Activity: Set down exactly, with nothing added, the lines from the one containing "### Motivation and Context" through the end of the entries.

Saved entries:
PR #26376, opened 2025-10-21
Add MulAddFusion in L1 Transformer

qti-hungjuiw:
### Description

- Added a core optimizer, MulAddFusion, to the L1 Transformer. This optimization fuses Mul and Add operations into a single BatchNormalization node when they are mathematically equivalent.
- Included corresponding unit tests to validate the optimization logic.

### Motivation and Context

- By identifying and fusing patterns that are functionally equivalent to BatchNormalization, we streamline the graph and potentially enhance performance.

### DIFF
--- a/onnxruntime/core/optimizer/mul_add_fusion.cc
+++ b/onnxruntime/core/optimizer/mul_add_fusion.cc
@@ -17,13 +17,18 @@ namespace onnxruntime {
 
 bool IsPatternBatchnorm(const NodeArg* inp,
                         const ONNX_NAMESPACE::TensorProto* scale,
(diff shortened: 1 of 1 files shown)


qti-hungjuiw:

Task output:
### Motivation and Context

- By identifying and fusing patterns that are functionally equivalent to BatchNormalization, we streamline the graph and potentially enhance performance.

### DIFF
--- a/onnxruntime/core/optimizer/mul_add_fusion.cc
+++ b/onnxruntime/core/optimizer/mul_add_fusion.cc
@@ -17,13 +17,18 @@ namespace onnxruntime {
 
 bool IsPatternBatchnorm(const NodeArg* inp,
                         const ONNX_NAMESPACE::TensorProto* scale,
(diff shortened: 1 of 1 files shown)


qti-hungjuiw:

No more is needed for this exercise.